Proceedings sought to recover lost investments after fund’s collapse
New Zealand’s Supreme Court dismissed an application for leave to appeal against an unfavourable Court of Appeal judgment in civil proceedings to recover investments lost following the collapse of a fund that had operated as a Ponzi scheme.
In UV Limited v AB Limited as trustee of the CD Trust and the EF Trust [2026] NZSC 31, the first applicant was a financial services company through which most investors learned of the fund. The second applicant was the company’s sole director.

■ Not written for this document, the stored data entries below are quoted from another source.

PR #218, opened 2021-01-27
lldb now requires python 3.6

weissi:
fixes this error

```
# lldb
lldb: error while loading shared libraries: libpython3.6m.so.1.0: cannot open shared object file: No such file or directory
```

which is https://bugs.swift.org/browse/SR-14099

### DIFF
--- a/nightly-main/ubuntu/16.04/Dockerfile
+++ b/nightly-main/ubuntu/16.04/Dockerfile
@@ -10,7 +10,7 @@ RUN export DEBIAN_FRONTEND=noninteractive DEBCONF_NONINTERACTIVE_SEEN=true && ap
     libcurl3 \
     libedit2 \
     libgcc-5-dev \
-    libpython2.7 \
+    libpython3.6 \
     libsqlite3-0 \
     libstdc++-5-dev \
     libxml2 \
--- a/nightly-main/ubuntu/18.04/Dockerfile
+++ b/nightly-main/ubuntu/18.04/Dockerfile
@@ -10,7 +10,7 @@ RUN export DEBIAN_FRONTEND=noninteractive DEBCONF_NONINTERACTIVE_SEEN=true && ap
     libcurl4 \
     libedit2 \
     libgcc-5-dev \
-    libpython2.7 \
+    libpython3.6 \
     libsqlite3-0 \
     libstdc++-5-dev \
     libxml2 \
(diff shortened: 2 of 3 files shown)


weissi:
CC @JDevlieghere @shahmishal

JDevlieghere (approved):

weissi:
@swift-ci test

JDevlieghere:
This LGTM, although I wonder if `python3-dev` would be even better.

The director publicly commented on the fund’s collapse in multiple media reports, which named both applicants.
In criminal proceedings, the District Court sentenced the fund’s operator on fraud charges. The court issued an order under s 202(1)(b) of the Criminal Procedure Act 2011 to permanently suppress the name and identifying details of any victims, including the applicants and investors who had lost money.
In later civil proceedings, the respondents sued both applicants to recover lost investments.
The applicants applied for non-publication orders in the civil proceedings that would replicate the impact of the District Court’s suppression order. They sought to anonymise the parties in the civil proceedings and prevent the disclosure of identifying material about them, which would supposedly prevent breaches of the suppression order in the criminal proceedings.
Both applicants also sought to suppress the director’s affidavit, which allegedly included private and sensitive confidential information about the applicants and related persons.
The High Court dismissed the application. The Court of Appeal then dismissed the applicants’ appeal. Applying Erceg v Erceg [2016] NZSC 135, the appeal court determined that this case did not meet the threshold for a civil suppression order.
The applicants applied for leave to appeal against the appeal court judgment. In their proposed appeal, they planned to raise the following questions:
Upon refusing leave, the Supreme Court of New Zealand ordered the applicants to pay the first to sixth respondents one set of costs of $2,500.
The Supreme Court ruled that the proposed appeal would essentially repeat the arguments submitted before the appeal court and would involve the application of settled principles to specific facts.
The Supreme Court saw no question of general or public importance and no apparent miscarriage of justice in the civil context.
Section 195 of the Criminal Procedure Act defined an offending publication as a publication in the context of any report or account relating to the criminal proceedings. The Supreme Court
noted that “relating to” contemplated some type of link.
In this case, the Supreme Court pointed out that the applicants did not suggest that the appeal court erroneously assessed whether the references in the pleadings established the required link.
Regarding Erceg, the Supreme Court noted that this portion of the proposed appeal also entailed a factual evaluation. The Supreme Court saw no need to interfere with the appeal court’s approach to evaluating the facts.